▶ TASK
Return an exact transcript of the material below from the line containing "Browser extension initiation" through its final line, and no other lines.
____________________
PR #3351, opened 2025-06-04
WIP: Add SQS splitting test case with fallback value with json object

t4lz:
closes MBE-983

### DIFF
--- a/Cargo.lock
+++ b/Cargo.lock
@@ -6243,6 +6243,7 @@ version = "0.1.0"
 dependencies = [
  "aws-config",
  "aws-sdk-sqs",
+ "serde_json",
  "tokio",
 ]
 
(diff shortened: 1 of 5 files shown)


tests/local-test-operator-patch.yaml
```diff
@@ -0,0 +1,22 @@
+# Watch out, this also sets the image.
+# To apply:
+# kubectl patch deployment mirrord-operator -n mirrord --patch-file tests/local-test-operator-patch.yaml
```
Razz4780: What's this :eyes: 
Should rather be a guide in contributing.md on how to run sqs tests with localstack

Razz4780 (approved):

tests/local-test-operator-patch.yaml
t4lz: Ok, deleted from here and [added to the operator's contributing guide](https://github.com/metalbear-co/operator/pull/920) instead.

PR #3353, opened 2025-06-05
Fix sqs tests

Razz4780:


tests/src/utils/sqs_resources.rs
```diff
@@ -108,50 +100,64 @@ impl SqsTestResources {
...
+        }
     }
 }
 
+const AWS_ENDPOINT_ENV: &str = "AWS_ENDPOINT_URL";
+
+/// Required to build an SQS client.
+const AWS_CREDS_ENVS: &[&str] = &[
+    AWS_ENDPOINT_ENV,
+    "AWS_REGION",
```
DmitryDodzin: Small nitpick can also be done like `AWS_ENDPOINT_ENV` because it is used once later

DmitryDodzin (approved):

tests/src/utils/sqs_resources.rs
Razz4780: Done :+1:

PR #3354, opened 2025-06-05
Browser extension initiation

0x00A5:


mirrord/cli/src/browser.rs
```diff
@@ -0,0 +1,94 @@
+use std::process::Command;
+
+use base64::engine::{general_purpose::STANDARD, Engine};
+use mirrord_config::feature::network::NetworkConfig;
+use mirrord_progress::Progress;
+use serde::Serialize;
+
+// Permanent ID once extension is published
+const MIRRORD_CHROME_EXTENSION_ID: &str = "ejpgopblebjoiepjnhngaffejlaggogm";
```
____________________
▶ RESPONSE FOR THIS EXERCISE
Browser extension initiation

0x00A5:


mirrord/cli/src/browser.rs
```diff
@@ -0,0 +1,94 @@
+use std::process::Command;
+
+use base64::engine::{general_purpose::STANDARD, Engine};
+use mirrord_config::feature::network::NetworkConfig;
+use mirrord_progress::Progress;
+use serde::Serialize;
+
+// Permanent ID once extension is published
+const MIRRORD_CHROME_EXTENSION_ID: &str = "ejpgopblebjoiepjnhngaffejlaggogm";
```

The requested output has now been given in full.